Women:
In women, measurement of serum FSH is useful in patients to investigate irregular periods, to evaluate for menopause onset in certain age groups, as part of initial fertility workup testing, to evaluate for delayed or precocious puberty and to assess pituitary disorders.
High FSH concentration in the initial phases of the menstrual cycle, the follicular phase, is an early indicator of poor ovarian response for ovulation later on in that cycle. In menopause, two FSH levels >30, taken 6 weeks apart, can be an indicator of menopause. POI, or premature ovarian failure can occur post oophorectomy, post radiation or chemotherapy, or due to autoimmune conditions. It can also occur due to congenital absence or agenesis of the ovaries or in those with underlying genetic causes such as Turners syndrome, fragile X syndrome. In young children, high levels of FSH and LH and development of secondary sexual characteristics at an unusually young age are an indication of precocious (early) puberty.

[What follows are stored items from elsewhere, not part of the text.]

PR #824, opened 2022-07-01
MAINT: expose v3 plugins through v2 API

FirefoxMetzger:
The aim of this PR is to refactor the core and expose new plugins via the "old" v2 API. This way, we can deprecate and remove plugins that have been ported to v3 over time and we can also allow the v2 API to stay relevant and have access to new plugins.

### DIFF
--- a/imageio/core/imopen.py
+++ b/imageio/core/imopen.py
@@ -134,14 +134,10 @@ def imopen(
             def loader(request, **kwargs):
                 return config.plugin_class(request, **kwargs)
 
-        elif not legacy_mode:
+        else:
 
             def loader(request, **kwargs):
                 return plugin(request, **kwargs)
-
-        else:
-            request.finish()
-            raise ValueError("The `plugin` argument must be a string.")
 
         try:
             return loader(request, **kwargs)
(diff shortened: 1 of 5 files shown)


FirefoxMetzger:
Thanks for the report @djhoese ! Tracking issues on merged PRs is a bit cumbersome - I turned it into an issue: https://github.com/ssec/sift/issues/372

Let's discuss there :)

cris-deepcell:
I came here from the release notes, trying to figure out what changed.

I have kept using `imageio.v2` for reading PNG files, because it returned 16-bit PNGs as 16-bit arrays. But unfortunately with it stopped doing so, instead returning a 32-bit signed integer array just like `imageio.v3` does.
I am not sure if this change is the culprit, but it's the most likely one. If so, the incompatibility started with v2.28.0, which includes this PR.

Upgrading to [v2.31.0](https://github.com/imageio/imageio/releases/tag/v2.31.0) and Pillow to v10.0.0 allows the v3 plugin to read 16-bit PNGs as a 16-bit array, so that fixes things again.
[Posting this here in the hopes that it helps other lost souls like me.]

Issue #820, opened 2022-06-06
Strict mypy support for imread


dantebben:
When using `imageio.v3.imread`, `mypy` complains that there is no return type, with the following error:

```bash
error: Call to untyped function "imread" in typed context
```

The current work around is to do something like the following:

```python
img:  npt.NDArray[np.float_] = imageio.v3.imread('my_image.png')  # type: ignore[no-untyped-call]
```

Without the `# type: ignore`, `mypy` returns an error.

This is using imageio v2.19.3 and mypy v0.961

To reproduce the issue, with `imageio`, `numpy`, and `mypy` installed:

1. create a file, `test_it.py` with the following:

   ```python
   import imageio
   import numpy as np
   import numpy.typing as npt

   img: npt.NDArray[np.float_] = imageio.v3.imread("my_image.png")
   ```

2. run `mypy` in strict mode:

   ```bash
   $ mypy --strict test_it.py
   ```

3. The test fails, with error described above.

FirefoxMetzger:
Interesting find. The return type for `iio.v3.imread` is defined here:

https://github.com/imageio/imageio/blob/aba1eecb29cbbbfbd688ccba878c67d53b59204a/imageio/v3.pyi#L9-L17

We are not using `npt.NDArray`, because it doesn't exist on older versions of numpy and because it doesn't seem desirable to require numpy 1.20+ just for `numpy.typing`. Unfortunately, I won't have free time this month to investigate the issue, but if we can identify a solution, I can review and merge it.

As a sidenote: `npt.NDArray[np.uint8]` might be a better choice than np.float_ . Most images store uint8, some uint16, and almost none store floating point (except for some HDR and video formats).

FirefoxMetzger:
I just tried to reproduce this. If I install imageio from pypi then I get the result that you describe @dantebben . When I use a local dev installation (`pip install -e .`), however, mypy is happy with the defined return types.

PR #825, opened 2022-07-01
BUG: include PYI files in package

FirefoxMetzger:
Closes: #820 

This PR adds the PYI files to imageio's wheel. This way, mypy should be able to pick up on type hints and this should solve #820


FirefoxMetzger:
@almarklein RTR :)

Low levels of FSH are seen most commonly seen in conjunction with low LH and low GnRH and indicate a disruption of the hypothalamic pituitary ovarian axis – hypogonadotrophic hypopituitarism. This is a reversible condition often caused by excessive weight loss, exercise or stress. Low FSH also occurs in women on the oral combined contraceptive pill or those with PCOS.
Males :
In men, FSH levels are found to be decreased in men with hypopituitarism, adrenal tumours and those taking testosterone medication. FSH is found to be increased if there is primary testicular failure as a result of gonadal agenesis or underlying genetic disorder which affects sexual development such as Klinefelters syndrome. Secondary testicular failure can occur after mumps infection, after traumatic injury, post chemotherapy or radiotherapy, from chronic alcohol abuse or if there is an underlying genetic disorder which affects sexual development such as Klinefelters syndrome.